A total $5k to install wide fives, and based on their comments they had the stamped caliper brackets which require turning down the bearing capo in the lathe but instead they remachined the entire bearing housing??

Wow... just wow.

I might try to track down the owner and call the shop. I feel like these invoices are an artifact worthy of study, and that a cautionary tale could be told that maybe some people would like to read and that maybe could help some folks in the hobby.

Consensus here and on the Spyder board is that the PO got his face ripped off. But I wonder what he thinks.

Since all these repairs were nearly a decade ago, there's nothing legally actionable, right? The shop documented a lot of hours spent; the customer paid the bills...no one's mad.

Maybe a little insight from Carey (if he's willing) and a little more (or less) from me, a rank amateur who has documented hours spent assembling and modding a very similar car. . . .

Of course, getting anyone to pay even $.50 per word to publish such a tale—that's the hard part. 

Last edited by edsnova

This owner seemed like a less mechanically inclined version of my friend, "Chuck".  Chuck started a company that eventually did very well as it grew and got bought by the place I worked for.  We kept Chuck on as a divisional VP and he did quite well, allowing him to buy beautiful homes on prestigious Plum Island ($$$$) in Massachusetts and in Boca Raton ($$$$$$$$$) in Florida.  

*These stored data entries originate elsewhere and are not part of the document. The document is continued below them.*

PR #1306, opened 2026-07-27
SET-1218 Support directory-like outputs (.mt/.ht/.vds) in OutputFiles model

nevoodoo:
### Problem

MatrixTable (`.mt`), Table (`.ht`) and VDS (`.vds`) outputs live on GCS as folders of blobs, not single objects. `get_file_info` only matches a blob by exact name, which never happens for a folder, so these outputs always came back `valid=False`. When a file is invalid we don't create an `output_file` row, so the output ends up stored as a plain string in `analysis_outputs.output` and there's no structured `outputs` dict to hang a `secondary_files` block off. That's why VDS/HT/MT analyses have been effectively second-class here.

### What this does

Instead of trying to fully validate a folder (summing every child blob's size, which could mean listing thousands of VDS shards), I treat these three extensions as directory-like and skip the checksum/size while still creating a real row:

- `get_file_info` now recognises `DIRECTORY_FORMAT_EXTENSIONS = {.mt, .ht, .vds}`. For those it does a cheap existence check (`list_blobs` with `max_results=1`) and, if anything is under the prefix, marks the output valid with a null checksum and size 0. That's enough to get an `output_file` row, which is what makes `secondary_files` work for these formats.
- `extract_bucket_params` strips a trailing slash, so `gs://bucket/foo.vds/` is handled the same as `gs://bucket/foo.vds` (previously the trailing slash gave an empty basename/extension).
- Removed the old `!= '.mt'` guard — it sat inside the exact-name match that never fires for a folder, so it was dead and didn't cover `.ht`/`.vds` anyway.

I also fixed the backfill script (`migrate_analysis_outputs.py`). It lists a whole bucket prefix with a `/` delimiter, which folds folder contents into prefixes rather than returning them, so the pre-fetched blob list can never confirm a folder exists. Directory-format outputs now get reprocessed with `blobs=None` so the bounded existence check runs instead.

### Worth calling out

`valid=True` for a directory now means "the folder exists", not "checksum verified". Existing MT/VDS/HT analyses that are already stored as strings won't change until the migrate script is re-run.


models/models/output_file.py
```diff
@@ -105,6 +110,33 @@ def list_blobs(
             print(f'Could not find bucket {bucket}: {e}')
             return []
 
+    @staticmethod
+    def directory_exists(
```
MattWellie, line 120: There's something more specific we can do here - following the existence check model we have elsewhere e.g. [CPG-Utils](https://github.com/populationgenomics/cpg-utils/blob/main/cpg_utils/existence_checks.py#L48-L51) (re-used/stolen from CPG-Flow)

The final file written as part of a MT/HT/VDS is a sentinel `_SUCCESS` - without that, the Hail process didn't finish writing. We can check for existence of that file using that method?

models/models/output_file.py
```diff
@@ -105,6 +119,39 @@ def list_blobs(
...
+        blobs: list[Blob] | None = None,
+    ) -> bool:
+        """
+        Check whether a directory-like path (a folder of blobs on GCS, e.g. a
+        MatrixTable or VDS) holds a completely written output, by looking for the
+        sentinel Hail writes last.
+
+        If a pre-fetched list of blobs is supplied, it is checked in-memory;
+        otherwise the sentinel is looked up on its own, which avoids enumerating
+        the potentially thousands of shards inside the folder. Listing rather than
```
dancoates: This comment is a bit funny, would be clearer to say that this uses list rather than getting the sentinel because the metamist server service account only has list permissions, at the moment the comment implies there are multiple users with different permissions.

models/models/output_file.py
```diff
@@ -16,6 +16,20 @@
 
 GCS_CLIENT = None
 
+# Outputs that are stored on GCS as folders of blobs rather than a single object
+# (Hail MatrixTable/Table and VDS). These have no single blob to checksum or size,
+# so we verify existence only. Hail writes a sentinel as the final step of the
+# write, which is what we look for — a folder without one is the wreckage of a run
+# that died partway through, not a usable output. A VDS is a pair of nested
+# MatrixTables, so it carries no sentinel of its own.
+# Mirrors cpg_utils.existence_checks.
```
dancoates: Might also be worth noting why we're not directly using cpg_utils.existence_checks here? Is it because metamist can only list blobs?

models/models/output_file.py
nevoodoo: Yep good point!

models/models/output_file.py
nevoodoo: Yep metamist only has the list permissions, have verified with cpg_infra to confirm this :(

PR #197, opened 2025-10-12
🤖 Stateless /compact UX with structured metadata

ammar-agent:
## Overview

Replace localStorage-based compaction state tracking with structured metadata embedded in messages. Four critical bugs discovered after initial implementation were fixed through systematic improvements to the replay and metadata flow architecture.

**Key insight**: Embed structured metadata directly in the user's compaction request message. The backend stores it as a black-box, and the frontend queries it when needed—no localStorage, no callback chains, no event systems.

### Architecture

**Before (localStorage-based):**
```
User types /compact -c msg → ChatInput → onCompactStart callback → App → localStorage
Backend compacts → useAutoCompactContinue reads localStorage → sends continue message
```

**After (metadata-based):**
```
User types /compact -c msg → ChatInput creates cmuxMetadata: { type: "compaction-request", parsed: { continueMessage } }
Backend stores metadata as-is (black-box) → useAutoCompactContinue queries messages → sends continue message
```

### Key Improvements

1. **Metadata Flow**: `compaction-request` → backend black-box → `compaction-result` in summary
2. **Stream Event Buffering**: All stream events buffered until `caught-up` to ensure aggregator has full historical context
3. **Single Source of Truth**: `cmuxMetadata` drives all compaction detection, display, and continuation logic
4. **Type Safety**: Discriminated unions with proper narrowing throughout

### Issue #1: Continue Message Lost After Edit ✅

**Problem:** Editing `/compact -c "msg"` lost the continue message.

**Root Cause:** When compaction completed, history was replaced with just the summary. The original `compaction-request` message (containing `continueMessage`) was deleted. `useAutoCompactContinue` looked for it and found nothing.

**Solution:** Extract `continueMessage` from request **before** history replacement and store it in summary metadata as `compaction-result`. Hook now reads from summary, not request.

```typescript
// In WorkspaceStore during compaction completion:
const continueMessage = compactRequestMsg?.metadata?.cmuxMetadata?.parsed.continueMessage;
const summaryMessage = createCmuxMessage(/*...*/,  {
  cmuxMetadata: continueMessage 
    ? { type: "compaction-result", continueMessage } 
    : { type: "normal" },
});
```

### Issue #2: "streaming..." Instead of "compacting..." After Reload ✅

**Problem:** After page reload during active compaction, StreamingBarrier showed "streaming..." instead of "compacting...".

[...]

PR #211, opened 2025-10-13
🤖 Simplify compaction handling and fix missing finalization when only tool result is received

ammar-agent:
Move compaction state into the React hook and finalize on stream-end. Handles tool-only results and reconnection gracefully. Generated with .


ammario:
Has been better fixed in #197

PR #222, opened 2025-10-13
🤖 WIP: Hover AIView preview in sidebar

ammar-agent:
**Work in Progress**

Adds a lightweight, read-only AIViewPreview that renders the most recent messages for a workspace and shows it on hover as a tooltip in the Projects sidebar. Uses existing MessageRenderer + ChatProvider for parity, and does not alter or focus the active AIView.

## What works
- Hover over workspace row → preview tooltip with last N messages
- Visual parity via shared MessageRenderer/ChatProvider
- Non-interactive (pointer-events:none), never steals hover/focus
- <1000 LoC (net +~150)

## Open questions / todos
- [ ] Determine optimal maxMessages default (currently 6)
- [ ] Consider user preference to disable previews
- [ ] Verify performance with many workspaces

_Generated with `cmux`_

PR #229, opened 2025-10-13
🤖 Fix workspace recency after compaction

ammar-agent:
## Problem

After compaction, workspaces would drop to the bottom of the sidebar list. This happened because recency calculation only checked for user messages, and compaction replaces chat history with a summary (assistant message with `compacted: true`).

## Solution

Updated recency calculation to use a fallback:
1. **Prefer user messages** - avoids constant reordering during concurrent streams
2. **Fall back to compacted messages** - prevents sinking to bottom after compaction
3. **null if neither exists** - workspace has no activity

The compaction summary continues to use `Date.now()` as its timestamp, so workspaces jump to the top after compaction (correct UX, since it's active usage).

## Changes

- Renamed `WorkspaceState.lastUserMessageAt` → `recencyTimestamp` for clearer semantics
- Added fallback logic to check compacted message timestamp when no user messages exist

## Testing

- ✅ `make typecheck` passes
- ✅ `make test` passes (409 pass, 1 skip, 0 fail)

_Generated with `cmux`_

### DIFF
--- a/src/hooks/useWorkspaceAggregators.ts
+++ b/src/hooks/useWorkspaceAggregators.ts
@@ -31,7 +31,7 @@ export interface WorkspaceState {
   loading: boolean;
   cmuxMessages: CmuxMessage[];
   currentModel: string;
-  lastUserMessageAt: number | null; // Timestamp of most recent user message (null if no user messages)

He also bought a brand-new Porsche Carrera and seasonally drove it between homes because he enjoyed the ride ("it gives me time to think").  He always traded for another new one every 2 years so his car was never out of warranty because, as he said to me, "YOU can work on your car to fix most of the stuff that needs attention.  If I were to do that I would certainly make it worse while I was breaking something else so it pays to pay someone else to fix it."

I saw Chuck last at the wake for our company's founder and he told me he drove up from Florida for the wake so he could get new tires for his Carrera at a place in New Hampshire.  "Why go there?" I asked.

"Because I save $2,500 on the set up there compared to the places in Florida.  The car takes a special set of four a-symmetrical tires (rotation sensitive, it turns out) and the place in Florida gets $7,500 for the set.  Up in New Hampshire they only get $5 Grand."

"So, Chuck, how long does a set of tires last on your Carrera S?" I asked.

"Well, if I go easy on it I can get 15,000 miles out of a set.  They tell me that's good"

That last line shocked me, but I looked into it and yes, the model of Carrera 4S that he got talked into by the dealership in Florida is kind of a Hot Rod version intended for the weekend gentleman racer and should only wear a-symmetrical track-type tires that cost both arms and legs.

All that for a guy who only drives around town and makes two trips along the coast on I-95 each year.  There are a lot of Chucks out there, apparently.